Он вообще боялся тех, кого называл «властями»; к англичанам он относился с доверием и уважением, но две другие народности, правящие в этой части света, вызывали у него неприязнь и страх. Голландцы устрашали его меньше, чем испанцы, но он относился к ним с ещё большим недоверием: в высшей степени недоверчиво. Голландцы, по его мнению, способны были «сыграть скверную штуку с человеком», имевшим несчастье им не понравиться. У них были свои законы и правила, но они не имели понятия о надлежащем их применении. Жалко было видеть, с какой тревожной настороженностью обращался он с тем или иным официальным лицом, но не забывайте, что этот же самый человек бесстрашно слонялся по деревне каннибалов в Южной Гвинее (заметьте, что он всю жизнь был человеком далеко не худым и, смею сказать, аппетитным кусочком), ведя какой-нибудь меновой торг в расчёте на барыш, едва ли превышающий пятьдесят фунтов.

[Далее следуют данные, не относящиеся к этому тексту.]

PR #4123, opened 2023-03-12
Add Auto fixes to ci

tkoyama010:
### Overview

When we modify code in the browser or get a PullRequest from someone else and there is an error in the pre-commit CI, we have to launch a local terminal to do the pre-commit. This is very annoying; since the pre-commit change is being made in CI, let's commit there.

 

### Details

- None

### DIFF
--- a/.github/workflows/style_docstr.yml
+++ b/.github/workflows/style_docstr.yml
@@ -23,6 +23,7 @@ jobs:
         run: pip install pre-commit
 
       - name: Run pre-commit
+        continue-on-error: true
         run: pre-commit run --all-files
 
       - name: Auto fixes
--- a/.github/workflows/style_docstr.yml
+++ b/.github/workflows/style_docstr.yml
@@ -25,6 +25,11 @@ jobs:
       - name: Run pre-commit
         run: pre-commit run --all-files
 
+      - name: Auto fixes
+        uses: stefanzweifel/git-auto-commit-action@v4
+        with:
+          commit_message: auto fixes from pre-commit hooks
+
   docstringcheck:
     runs-on: ubuntu-20.04
     steps:
--- a/.github/workflows/style_docstr.yml
+++ b/.github/workflows/style_docstr.yml
@@ -31,6 +31,10 @@ jobs:
         with:
           commit_message: auto fixes from pre-commit hooks
 
+      - name: Run pre-commit
+        continue-on-error: false
+        run: pre-commit run --all-files
+
   docstringcheck:
     runs-on: ubuntu-20.04
     steps:
--- a/pyvista/core/cell.py
+++ b/pyvista/core/cell.py
@@ -19,6 +19,8 @@ class Cell(_vtk.vtkGenericCell, DataObject):
     be useful when walking through a cell's individual faces or investigating
     cell properties.
 
+    Prameters
+    ----------
     vtk_cell : vtk.vtkCell, optional
         The vtk object to wrap as Cell, that must be of ``vtk.vtkCell`` type.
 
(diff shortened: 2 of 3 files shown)


.github/workflows/style_docstr.yml
```diff
@@ -25,6 +25,11 @@ jobs:
       - name: Run pre-commit
         run: pre-commit run --all-files
```
tkoyama010, line 26:
```suggestion
        continue-on-error: true
        run: pre-commit run --all-files
```

pyvista/core/cell.py
```diff
@@ -19,8 +19,6 @@ class Cell(_vtk.vtkGenericCell, DataObject):
     be useful when walking through a cell's individual faces or investigating
     cell properties.
 
-    Parameters
-    ----------
```
tkoyama010, line 23: Parameters
    ----------

pyvista/core/cell.py
```diff
@@ -19,7 +19,7 @@ class Cell(_vtk.vtkGenericCell, DataObject):
     be useful when walking through a cell's individual faces or investigating
     cell properties.
 
-    Parameters
+    Prameters
```
tkoyama010, line 22:
```suggestion
    Parameters
```

adeak:
I'm a bit conflicted about this. It seeems like really dangerous territory to have CI push commits. On the other hand I acknowledge that this would make web-based development a lot smoother.

Two technical points:
1. Would it be possible to have this functionality as an opt-in feature via a bot? I imagine posting a comment with `@botname autoformat` or something. It would be slightly more work than autofix by CI, but it would be fully transparent and controllable.
2. Will this work on fork branches?

tkoyama010:
Good idea. I will try it that way.

MatthewFlamm:
> 1. Would it be possible to have this functionality as an opt-in feature via a bot?

I agree with this.  We need to balance competing objectives here.  The use case I'm thinking of is for new contributors who are not git-savvy.  I think automated changes might scare them off as they now need to pull from remote and potentially have conflicts.  It is like dumping them in the deep end right away.  If it is opt-in via bot command, we can wait until the PR is ready to merge and then run.

MatthewFlamm:
> we have to launch a local terminal to do the pre-commit

I had used [gitpod](https://docs.pyvista.org/extras/developer_notes.html#using-gitpod-workspace)  for these kind of uses in the past, if the bottleneck is local terminal.  It does take some time to preload everything unfortunately.

MatthewFlamm:
> Will this work on fork branches?

It _should_ work in either method on any fork branch when the "allow for edits by maintainers" (not sure on exact wording) option is enabled.  On PRs without this, we'd have to do the old fashioned way.

akaszynski:
Full agreement that any changes should be opt-in. I've sometimes made mistakes myself (forgot to install pre-commit in a new venv).

banesullivan:
>  if @tkoyama010's workflow often doesn't involve a terminal of some sort then this is worth pursuing.

+1 -- If it will make anyone's workflow for contributing easier, happy to have it added

tkoyama010:
I guess using CodeSpaces #4171 resolves this problem. Closing.

tkoyama010:
I already solved PullRequest, but I had an idea and I'd like to comment on it. If you want to optionally perform a GitHubAction, you can fulfill this need by triggering it with a label. In this case, we only need to execute the GitHubAction when the label "auto format" is added.

adeak:
@tkoyama010 how would that work with multiple requests to auto-format during the lifetime of a PR? If you remove the label and apply it again, will it run auto-format again? Or would auto-format run each time a commit is pushed as long as the label is there?

tkoyama010:
@adeak
Thank you for your comments, I will stop considering this matter as [it seems complicated to deal with TOKEN](https://github.com/pre-commit/action#using-this-action-with-custom-invocations).
As a bonus to my research, I found a [pre-commit official GitHubAction](https://github.com/pre-commit/action) and created #4263.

Помню ли я старого Нельсона? Ещё бы! Правда, ни один из моего поколения не знал Нельсона в дни его расцвета. В наше время он уже «удалился от дел». Он купил, а быть может, арендовал у султана часть маленького островка из небольшой группы, называемой «Семь Островов», немного к северу от Банки. Полагаю, это была законная сделка, но я нисколько не сомневаюсь, что, будь он англичанином, голландцы нашли бы основание выкурить его без всяких церемоний. В данном случае настоящая его фамилия сослужила ему верную службу. Голландцы оставили его в покое, как непритязательного датчанина, чьё поведение вполне корректно. Вложив все свои деньги в обработку земли, он, естественно, старался не вызывать даже тени недоразумения и, руководствуясь именно этими благоразумными соображениями, не слишком благосклонно взирал на Джеспера Эллена. Но об этом позже. Да! Все мы хорошо помним большой гостеприимный бёнгало, воздвигнутый на склоне острова; помним старика Нельсона — его тучную фигуру, облачённую всегда в белую рубашку и брюки (у него укоренилась привычка при всяком удобном случае снимать свой альпаговый пиджак); его круглые голубые глаза, растрёпанные песочно-белые усы, торчащие во все стороны, как иглы рассерженного дикобраза, его манеру неожиданно садиться и обмахиваться шляпой. Но не имеет смысла скрывать тот факт, что лучше всего мы помним его дочь, которая в то время приехала на остров, поселилась с ним и стала как бы владычицей островов.

Фрейя Нельсон (или Нильсен) была одной из тех девушек, какие не забываются. У неё был идеальный овал лица; в этой очаровательной рамке гармоничное расположение всех черт и яркий румянец производили впечатление здоровья, силы и, если можно так выразиться, бессознательной самоуверенности — восхитительной капризной решимости. Я не хочу сравнивать её глаза с фиалками — они были лучистее и не такие тёмные. Разрез глаз был широкий, и она всегда смотрела на вас открыто и прямо. Я никогда не видел этих длинных тёмных ресниц опущенными, — полагаю, их видел Джеспер Эллен как особа привилегированная, — но я не сомневаюсь, что это должно было производить странное, чарующее впечатление. Она могла — Джеспер рассказывал мне об этом однажды с трогательным идиотским торжеством — сидеть на своих волосах. Да, это возможно, вполне возможно.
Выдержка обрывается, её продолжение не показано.